The Mean Squared Error measures an average of the squared differences between the estimated values and actual values of Salary
. A lower mean squared error indicates that model predictions are closer to the actual values on average, which is a measure of accuracy.
The Mean Absolute Error is another measure of model error between these paired observations. As it follows, a lower mean absolute error indicates better accuracy in predicting Salary
.
The Coefficient of Determination (R-squared) measures the proportion of variance in Salary
that is explained by the model. These values usually range from 0 to 1. A model with a higher coefficient of determination provides a better fit to the data.
The Adjusted Coefficient of Determination (Adjusted R-squared) accounts for overfitting by penalizing the addition of independent variables to a model. Similar to R-squared, an adjusted R-squared value close to 1 indicates a good model fit.
# Initialize Table Columns
results = {'Model':[], 'Mean Squared Error':[], 'Mean Absolute Error':[], 'R-squared':[], 'Adjusted R-squared':[]}
# Store models in a list
models = [LR, RF, DT, XGB]
# Fill in table values
for i in range(4):
results['Model'].append(name[i])
for mod in models:
# Fit model
mod.fit(X_train, y_train)
y_pred = mod.predict(X_test)
# Metric calculations
mse = metrics.mean_squared_error(y_test, y_pred)
mae = metrics.mean_absolute_error(y_test, y_pred)
r2 = metrics.r2_score(y_test, y_pred)
adj_r2 = 1-(1-r2)*(len(y_train)-1)/(len(y_train)-X_train.shape[1]-1)

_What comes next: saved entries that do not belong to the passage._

PR #61, opened 2023-09-14
Remove handling of prototype urls

jvrankul23:
Prototypes are simply a view mode in Figma, similar to dev mode and design mode. Therefore it does not make sense for us to store `type: PROTOTYPE` for designs fetched by the GET file or GET file nodes endpoints. Removed all code relating to prototypes.

### DIFF
--- a/src/infrastructure/figma/figma-service.test.ts
+++ b/src/infrastructure/figma/figma-service.test.ts
@@ -159,7 +159,6 @@ describe('FigmaService', () => {
 			const expectedEntity = transformNodeToAtlassianDesign({
 				fileKey: MOCK_FILE_KEY,
 				nodeId: MOCK_NODE_ID,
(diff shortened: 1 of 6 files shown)


jv3nk:
Noticed there's still a `PROTOTYPE` value in `AtlassianDesignType` that can be removed https://github.com/atlassian-labs/figma-for-jira/blob/MDTZ-1000-remove-prototype-handling/src/domain/entities/atlassian-design.ts#L14

jv3nk (approved):

jvrankul23:
@jv3nk I decided to leave that enum value in because technically we aren't removing it from our design provider schema yet. If Figma's implementation of prototypes changes, or they have something else that fits the bill of a prototype, they'll be aware of and can immediately start using this value

PR #64, opened 2023-09-15
MDTZ-970: Persist `AssociatedFigmaDesign` within the associate flow

akostevich-atlassian:
## Changes

- **[Improvement]:** Renames `AssociatedDesign` to  `AssociatedFigmaDesign` to reflect the fact that it contains Figma's identifiers. These Figma identifiers are required exclusively for the syncing functionality (for resolving associated `nodeId` by their `fileKey` on a webhook request).
- **[Feature]:** Introduces `FigmaDesignIdentity`, which represents a pair of Figma's `fileKey` and `nodeId`. It fully encapsulates the creation and parsing of Figma's identifiers. Currently, `FigmaDesignIdentity` provides:

  -  `FigmaDesignIdentity.fromFigmaDesignUrl` to create a new instance from the given design URL. Used in "/associateDesign" where the input is a design URL.  
  - `FigmaDesignIdentity.fromAtlassianDesignId` to create a new instance from the given Atlassian Design ID. Used in "/disassociateDesign" where the input is an Atlassian Design ID.
  - `FigmaDesignIdentity.prototype.toAtlassianDesignId` to convert itself to Atlassian Design ID. Used in data transformation and can be used for webhook processing.
 
  `FigmaDesignIdentity` enables upper-level services to expose a more concise API (e.g., a single `FigmaService.fetchByDesignId` instead of pair `FigmaService.fetchByDesignId` / `FigmaService.fetchByDesignUrl`).
- **[Feature]** Implements writing `AssociatedFigmaDesign` within "/associateDesign".
- **[Improvement]:** Do not include default`nodeId` (`0:0`) when build `AtlassianDesign.id` for a Figma file to avoid extra complexity and inconsistent behavior among flows.
- **[Fix]** Fix the issue with Figma's design URL parser not considering  presence of `:` and `%3A` (which is encoded `:`) in the `node-id` query parameter. Use `URL` API instead of regular expression for a more reliable parsing.


src/usecases/associate-entity-use-case.ts
```diff
@@ -21,9 +22,15 @@ export const associateEntityUseCase = {
 		atlassianUserId,
 		connectInstallation,
 	}: AssociateEntityUseCaseParams): Promise<AtlassianDesign> => {
+		const figmaDesignId = FigmaDesignIdentity.fromFigmaDesignUrl(entity.url);
+
 		const [design, issue] = await Promise.all([
-			figmaService.fetchDesignByUrl(entity.url, atlassianUserId),
+			figmaService.fetchDesignById(figmaDesignId, atlassianUserId),
 			jiraService.getIssue(associateWith.id, connectInstallation),
+			associatedFigmaDesignRepository.upsert({
```
jv3nk, line 30: What do you think about doing this upsert _after_ the design is sent to Data Depot? Otherwise if the ingestion fails, we will try to re-ingest this design if we receive a webhook for the containing file.

akostevich-atlassian: That's a very good point, Justin! We should definitely do this.

akostevich-atlassian: Fixed!

src/domain/entities/figma-design-identity.ts
```diff
@@ -0,0 +1,45 @@
+const FIGMA_DOCUMENT_NODE_ID = '0:0';
+
+export class FigmaDesignIdentity {
```
akostevich-atlassian, line 3: **note:** Unit tests are still missing for this class. Working on this now...

akostevich-atlassian: Unit tests have been added.

akostevich-atlassian:
@jv3nk , @jvrankul23 , the PR is ready for review. I apologise for the delay -- hopefully, it didn't block your work much.

src/domain/entities/figma-design-identity.test.ts
```diff
@@ -0,0 +1,139 @@
...
+		it('should throw when fileKey is empty string', () => {
+			expect(() => new FigmaDesignIdentity('')).toThrow();
+		});
+
+		it('should throw when nodeId is empty string', () => {
+			expect(() => new FigmaDesignIdentity(MOCK_FIGMA_FILE_KEY, '')).toThrow();
+		});
+	});
+
+	describe('fromFigmaDesignUrl', () => {
```
jv3nk, line 20: Should be `fromAtlassianDesignId`

src/domain/entities/figma-design-identity.test.ts
```diff
@@ -0,0 +1,139 @@
...
+		it('should return identity when Atlassian design ID does not contain node part', () => {
+			const result = FigmaDesignIdentity.fromAtlassianDesignId(
+				`${MOCK_FIGMA_FILE_KEY}/${MOCK_FIGMA_NODE_ID}`,
```
jv3nk, line 23: I think the Atlassian design ID isn't supposed to have a node ID for this test.

src/domain/entities/figma-design-identity.test.ts
```diff
@@ -0,0 +1,139 @@
...
+			);
+
+			expect(result).toStrictEqual(
+				new FigmaDesignIdentity(MOCK_FIGMA_FILE_KEY, MOCK_FIGMA_NODE_ID),
+			);
+		});
+
+		it('should throw when  Atlassian design ID has unexpected format', () => {
+			expect(() => FigmaDesignIdentity.fromFigmaDesignUrl(``)).toThrow();
```
jv3nk, line 42: Should be calling `fromAtlassianDesignId`

src/domain/entities/figma-design-identity.test.ts
```diff
@@ -0,0 +1,139 @@
...
+			).toString();
+
+			const result = FigmaDesignIdentity.fromFigmaDesignUrl(designUrl);
+
+			expect(result).toStrictEqual(
+				new FigmaDesignIdentity(MOCK_FIGMA_FILE_KEY, '42:1'),
+			);
+		});
+
+		it('should throw when URL has an unexpected format', () => {
```
jv3nk, line 95: /nit You could structure this as a parameterised test with Jest's [`it.each`](https://jestjs.io/docs/api#testeachtablename-fn-timeout)

```typescript
		it.each([
			`https://www.figma.com`,
			`https://www.figma.com/file`,
			`https://www.figma.com?param=file%2Fsome-id`,
		])('should throw when URL has an unexpected format', (url: string) => {
			expect(() => FigmaDesignIdentity.fromFigmaDesignUrl(url)).toThrow();
		});
```

jv3nk (changes requested):
Looks great, `FigmaDesignIdentity` has made things a lot cleaner. Just had some feedback on some of the tests, otherwise LGTM.

src/domain/entities/figma-design-identity.test.ts
akostevich-atlassian: Oh, great catch! I copied/pasted this test too many times and finally pasted an incorrect one 🙈

src/domain/entities/figma-design-identity.test.ts
akostevich-atlassian: Resolved!

src/domain/entities/figma-design-identity.test.ts
akostevich-atlassian: Resolved!

src/domain/entities/figma-design-identity.test.ts
akostevich-atlassian: Great suggestion! Updated the test accordingly.

jv3nk (approved):

src/domain/entities/figma-design-identity.ts
```diff
@@ -0,0 +1,59 @@
...
```
jvrankul23, line 3: nit: sorry @akostevich-atlassian I've only just had a chance to look at this. Thoughts on renaming to `FigmaDesignIdentitfier`?

akostevich-atlassian: No worries, Jon: your review is welcome anytime! :)

We could definitely explore other options! I called it `FigmaDesignIdentitfier` since it conceptually represents a _compound ID_ of a Figma design (`fileKey` + `nodeId`) -- it is a quite standard name for this kind of entities.

Do you have, Jon, any options in mind, so I could understand better in which direction you are thinking?

jvrankul23: Sorry might be getting terms confused, in code it's currently defined as `FigmaDesignIdentity`, I was thinking we could change it to `FigmaDesignIdentifier`. Which one do you prefer?

akostevich-atlassian: Ah, I see. Yes, I agree, `FigmaDesignIdentifier` will be a more precise option. Let me address this in a separate PR later today.

PR #65, opened 2023-09-15
MDTZ-971 Add endpoint for receiving webhook events

jv3nk:
This is now ready for review.

**Changes**

- I've updated the `FigmaTeamStatus` enum in the database to only have two values, `OK` and `ERROR`. Previously it had more values, some of which corresponded to the webhook status we receive from Figma, but this was confusing as it wasn't a 1:1 mapping. 
- Implemented the flow for receiving a webhook event. At a high level, it:
  - Checks if the event is a `FILE_UPDATE`, discards the event otherwise
  - Checks that we have valid OAuth2 credentials for the Figma team admin that created the webhook
    - If we don't have valid credentials, the `FigmaTeam` status is set to `ERROR`
  - Gets identifiers for all associated designs for the updated file from the database
  - Fetches designs from Figma using these identifiers
  - Submits the designs to Jira


src/infrastructure/jira/jira-client/jira-client.ts
```diff
@@ -62,6 +65,24 @@ class JiraClient {
 		return response.data;
 	};
 
+	deleteDesign = async (
+		designId: FigmaDesignIdentity,
+		connectInstallation: ConnectInstallation,
+	): Promise<FigmaDesignIdentity> => {
+		const url = new URL(
+			`/rest/designs/1.0/design/${designId.toAtlassianDesignId()}`,
```
jv3nk, line 73: @damoster is this the correct endpoint for deleting designs from DD?

damoster: Yes that's correct. Technically that's the public endpoint you've used here which connect apps call (i.e. you've done the right there but there's an internal equivalent for when internal services call DD such as the gdrive service)

src/infrastructure/jira/jira-service.ts
```diff
@@ -46,25 +50,32 @@ class JiraService {
...
+	updateDesigns = async (
+		designs: AtlassianDesign[],
+		connectInstallation: ConnectInstallation,
+	): Promise<void> => {
+		const response = await jiraClient.submitDesigns(
+			{
+				designs: designs.map((design) => ({
+					...design,
+					addAssociations: [],
+					removeAssociations: [],
```
damoster, line 65: /nit just fyi, we've designed the api in such a way that if there's no intention changing any associations. Can just leave both `addAssociations` and `removeAssociations` as null

jv3nk: Good to know! I'll switch the `[]`s to `null` and update our request body type to reflect this.

src/domain/entities/associated-design.ts
```diff
@@ -0,0 +1,22 @@
+export class AssociatedDesign {
```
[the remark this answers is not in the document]
jv3nk: Yup, forgot to delete this.

src/domain/entities/figma-team.ts
```diff
@@ -0,0 +1,17 @@
+export enum FigmaTeamStatus {
```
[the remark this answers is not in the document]
jv3nk: It's the status of a configured team, though it is a confusing at the moment since I've used some of the status values for Figma webhooks (`ACTIVE` and `PAUSED`). I'm thinking of reworking this to just include two statuses, `OK`, `ERROR`.

`OK` - the webhook for the team has been created and the stored OAuth2 credentials for the Figma team admin are valid
`ERROR` - The stored OAuth2 credentials for the Figma team admin are invalid, and the team will need to be re-configured

I don't think we can easily check if a webhook subscription is still active, so the `ERROR` status would just be used to represent invalid OAuth2 credentials.

src/usecases/webhook-use-case.ts
```diff
@@ -0,0 +1,152 @@
...
+
+/**
+ * Helper to wait for an array of Promises to be settled (fulfilled or
+ * rejected) and sort the results. Uses `Promise.allSettled` to await the
+ * Promises in parallel, then sorts the results into an object.
+ *
+ * @param promises The promises to await
+ * @returns A result object containing the fulfilled and rejected results
+ */
+const settlePromisesAndSortResults = async <T>(
```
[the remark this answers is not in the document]
jv3nk: Thanks for the suggestion, agree that this would be better served just handling the result grouping functionality and not calling `allSettled`.

src/infrastructure/figma/figma-service.ts
```diff
@@ -60,91 +47,59 @@ export class FigmaService {
 		}
 	};
 
-	fetchDesignByUrl = async (
-		url: string,
+	fetchDesignById = async (
```
jvrankul23, line 50: This looks like a great change, nice!

src/usecases/webhook-use-case.ts
```diff
@@ -0,0 +1,152 @@
...
+
+	await jiraService.updateDesigns(designs, connectInstallation);
+};
+
+const handleFileDeleteEvent = async (
+	associatedFigmaDesigns: AssociatedFigmaDesign[],
+	connectInstallation: ConnectInstallation,
+): Promise<void> => {
+	// Delete designs from Jira
+	const { rejected, fulfilled } = await settlePromisesAndSortResults(
```
jvrankul23, line 79: We may also need to think about the phone home (creating or deleting dev resources) and writing to issue properties as part of these webhook flows

src/domain/entities/figma-team.ts
jvrankul23, line 1: can we link out to Figma documentation for these statuses and/or add code comments to explain the enum values?

src/web/routes/webhooks/index.ts
```diff
@@ -0,0 +1,36 @@
...
+export const webhooksRouter = Router();
+
+webhooksRouter.post(
+	'/receive',
+	(req: TypedRequest<FigmaWebhookPayload>, res, next) => {
+		const { event_type, file_key, webhook_id } = req.body;
+
+		webhookUseCase
+			.execute(webhook_id, file_key, event_type)
+			// Figma docs specify that you should return a 200 OK if sucessful
```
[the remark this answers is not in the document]
jv3nk: My interpretation of the docs is that anything other than a `200` response would be considered unsuccessful.

src/usecases/webhook-use-case.ts
```diff
@@ -0,0 +1,152 @@
...
+		}
+	},
+};
+
+const handleFileUpdateEvent = async (
+	associatedFigmaDesigns: AssociatedFigmaDesign[],
+	figmaTeam: FigmaTeam,
+	connectInstallation: ConnectInstallation,
+): Promise<void> => {
+	const designs = await Promise.all(
```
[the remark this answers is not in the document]
jv3nk: Good question, if a lot of different nodes from a single file are associated with issues then this could fire off a large number of requests. I'm not sure how common this will be however, so I'm tempted to leave this as is for now and leave batching requests as an optimisation we can look at later if needed.

src/domain/entities/figma-team.ts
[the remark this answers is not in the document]
akostevich-atlassian: Got it! Thank you for the explanation, Justin!

I like the idea of restricting the enum to just simple 2 values. In addition to this, please, consider renaming the enum to `FigmaTeamAuthStatus` since it describes not the status of the whole team but its auth configuration.

```ts
export enum FigmaTeamAuthStatus {
  OK = 'OK',
  ERROR = 'ERROR',
}
```

If it is difficult to change or you have concerns, please, ignore :)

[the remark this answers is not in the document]
jv3nk: Good suggestion, I've updated the name and squashed the migrations.

prisma/schema.prisma
```diff
@@ -44,23 +44,21 @@ model FigmaOAuth2UserCredentials {
...
 
-enum FigmaTeamStatus {
-  PENDING
-  ACTIVE
-  PAUSED
+enum FigmaTeamAuthStatus {
+  OK
   ERROR
 
   @@map("figma_team_status")
```
akostevich-atlassian, line 51: **nitpick:** One more place to rename :)

src/infrastructure/jira/jira-service.ts
```diff
@@ -47,25 +51,32 @@ class JiraService {
...
+		this.throwIfSubmitDesignResponseHasErrors(response);
+	};
 
-		// TODO: Confirm whether we need to consider the use case below as a failure and throw or just leave a warning.
-		if (response.unknownIssueKeys?.length) {
-			throw JiraServiceSubmitDesignError.unknownIssueKeys(
-				response.unknownIssueKeys,
-			);
-		}
+	updateDesigns = async (
```
akostevich-atlassian, line 57: **suggestion:** Consider renaming the method to `submitDesigns` for the following reasons:

- Conceptually, this method does "upsert" but not the "update" operation.
- It will be consistent with the existing `submitDesign` (which does the same thing but for 1 design).

akostevich-atlassian: Also, consider refactor the existing `submitDesign` to delegate all the work to `submitDesigns` :)

src/infrastructure/repositories/figma-team-repository.ts
```diff
@@ -0,0 +1,74 @@
...
+		id: number,
+		status: FigmaTeamAuthStatus,
+	): Promise<void> => {
+		try {
+			await prismaClient.get().figmaTeam.update({
+				data: { status },
+				where: { id },
+			});
+		} catch (e: unknown) {
+			if (e instanceof PrismaClientKnownRequestError && e.code === 'P2025') {
```
akostevich-atlassian, line 49: **nitpick:** Justin, consider creating a constant with a self-descriptive name for this value. It would be also great to add a link to the documentation that describes this error code.

src/domain/entities/figma-team.ts
```diff
@@ -0,0 +1,16 @@
...
+	ERROR = 'ERROR',
+}
+
+export type FigmaTeam = {
+	readonly id: number;
+	readonly webhookId: string;
+	readonly teamId: string;
+	readonly teamName: string;
+	readonly figmaAdminAtlassianUserId: string;
+	readonly status: FigmaTeamAuthStatus;
```
akostevich-atlassian, line 12: **question:** Justin, do we need to rename this to `authStatus`?

src/domain/entities/testing/mocks.ts
```diff
@@ -137,3 +152,55 @@ export const generateJiraIssue = ({
 	self,
 	fields,
 });
+
+export const generateAssociatedFigmaDesignCreateParams = ({
+	designId = MOCK_FIGMA_DESIGN_IDENTITY,
```
akostevich-atlassian, line 157: **nitpick:** It seems it should be `generateFigmaDesignIdentity()`.

src/domain/entities/testing/mocks.ts
```diff
@@ -137,3 +152,55 @@ export const generateJiraIssue = ({
...
+	connectInstallationId = Math.floor(Math.random() * 10000),
+}: Partial<AssociatedFigmaDesignCreateParams> = {}): AssociatedFigmaDesignCreateParams => ({
+	designId,
+	connectInstallationId,
+});
+
+export const generateAssociatedFigmaDesign = ({
+	id = generateRandomInteger(),
+	designId = generateFigmaDesignIdentity(),
+	connectInstallationId = Math.floor(Math.random() * 10000),
```
akostevich-atlassian, line 167: **nitpick:** We could use a new awesome `generateRandomInteger`.

akostevich-atlassian (approved):

src/infrastructure/jira/jira-service.ts
jv3nk: Great suggestion, I've renamed the method to `submitDesigns` and it now takes an array of `SubmitDesignParams`. I've also updated `submitDesign` to just call out to the new `submitDesigns` method.

src/domain/entities/figma-team.ts
jv3nk: Agreed that it's a bit clearer, have renamed this column and updated the relevant methods/domain types.

src/domain/entities/figma-team.ts
jv3nk: This has been reworked to no longer be coupled to the Figma webhook statuses.

src/usecases/webhook-use-case.ts
```diff
@@ -0,0 +1,152 @@
...
+	figmaTeamRepository,
+	RepositoryRecordNotFoundError,
+} from '../infrastructure/repositories';
+
+const SUPPORTED_WEBHOOK_EVENT_TYPES: Set<WebhookEventType> = new Set([
+	WebhookEventType.FILE_UPDATE,
+	WebhookEventType.FILE_DELETE,
+]);
+
+export const webhookUseCase = {
```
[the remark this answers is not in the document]
jv3nk: Since we decided to not handle `FILE_DELETE` events, the use case has become a lot simpler so this shouldn't be necessary anymore.

PR #68, opened 2023-09-19
MDTZ-1013: Implement `checkAuth` action

akostevich-atlassian:
Implements the `checkAuth` action responsible for checking authorization status and returning an OAuth 2.0 authorization endpoint.

The change allows to _fully_ construct an OAuth 2.0 authorization endpoint on the Connect App side, and therefore apply some [OAuth 2.0 Security Best Practices](https://datatracker.ietf.org/doc/html/draft-ietf-oauth-security-topics#name-insufficient-redirect-uri-v) (e.g., include an [anti-forgery state token](https://datatracker.ietf.org/doc/html/rfc6819#section-5.3.5) in an authorization endpoint URL for protection against Cross-Site Request Forgery attacks). The application of these best practices is out of scope of this PR.

`checkAuth` deprecates and replaces `check3LO` / `grant3LO` actions (which will be removed from the codebase as soon as Jira is updated accordingly).

## Changes

- **[Feature]** Implement the `checkAuth` action
- **[Improvement]** Construct Figma's authorization endpoint using [URL](https://developer.mozilla.org/en-US/docs/Web/API/URL) Web API to ensure that all parameters are correctly encoded.
- **[Improvement]** Rename `check3loUseCase` to `checkUserFigmaAuthUseCase` to add more context about its business purpose.
- **[Improvement]** Rename `addOAuthCredentialsUseCase` to `addFigmaOAuthCredentialsUseCase` to avoid confision between Atlassian and Figma auth.


stannnous (approved):

src/web/routes/auth/index.ts
```diff
@@ -48,26 +96,3 @@ authRouter.get(
...
 );
-
-/**
- * Checks whether the given Atlassian user is authorized to call Figma API.
- *
- * TODO: Replace with a link to public documentation.
- * @see https://hello.atlassian.net/wiki/spaces/MDT/pages/2796005496/RFC+-+Extending+generic+containers+specification+for+entity+associations#New-Provider-Actions
- */
-authRouter.get(
-	'/check3LO',
```
stannnous, line 59: Sorry I missed this earlier. We should keep the old route around so the app continues to work using the old action until all dependant PRs are released.

We can remove the old route as a follow up after the new action has been verified.

stannnous: You can use the new use case with the old route as the responses are compatible.

akostevich-atlassian: If I understand correctly, a Connect App descriptor serves as an additional level an abstraction, which allows to specify any endpoint for an action:

```
checkAuth: {
	templateUrl: `${
		getConfig().app.baseUrl
	}/auth/checkAuth?userId={userId}`,
},
grant3LO: {
	templateUrl: `...`,
},
check3LO: {
	templateUrl: `${
		getConfig().app.baseUrl
	}/auth/checkAuth?userId={userId}`, // `check3LO` points to `checkAuth` since  its response is backwards compatible.
},
```

Therefore, as long as we keep the `check3LO` action in the app descriptor and the action points out to the backwards compatible endpoint, we are on the safe side.

Please, let me know if I am missing something.

stannnous: You're right. That seems like a good approach except I realised old installations will not have the new descriptor so to avoid breaking them when the app backend deploys to staging, it must still serve the old routes.

akostevich-atlassian: Oh, you are right, Sam! Thank you for the explanation and a great catch.

✅  `check3LO` has been returned.

stannnous (approved):

jv3nk (approved):

PR #71, opened 2023-09-20
NONE Remove global unused mock check to fix test flakiness

jv3nk:
This was causing flakiness in our integration tests that expect an error from a Promise.all call. If multiple endpoints inside a Promise.all call are mocked, there's no guarantee that all of the mocks will be hit if one of the Promises rejects, since Promise.all immediately halts execution on a single rejection.

### DIFF
--- a/scripts/setup-jest.ts
+++ b/scripts/setup-jest.ts
@@ -31,18 +31,10 @@ afterEach(() => {
 });
 
 /**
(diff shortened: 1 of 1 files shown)


akostevich-atlassian (approved):

akostevich-atlassian:
**praise:** Great finding, Justin!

results['Mean Squared Error'].append(mse)
results['Mean Absolute Error'].append(mae)
results['R-squared'].append(r2)
results['Adjusted R-squared'].append(adj_r2)
table = pd.DataFrame(results)
Model | Mean Squared Error | Mean Absolute Error | R-squared | Adjusted R-squared |
---|---|---|---|---|
Linear Regression | 0.127851 | 0.279753 | 0.878521 | 0.871232 |
Random Forest | 0.033916 | 0.144999 | 0.967774 | 0.965840 |
Decision Tree | 0.054168 | 0.172992 | 0.948531 | 0.945443 |
XGBoost | 0.056552 | 0.186158 | 0.946266 | 0.943042 |
The random forest model is the best of the four models. It has the lowest mean squared error and lowest mean absolute error of the models. The random forest model also has the greatest standard and adjusted coefficients of determination (R-squared and Adjusted R-squared).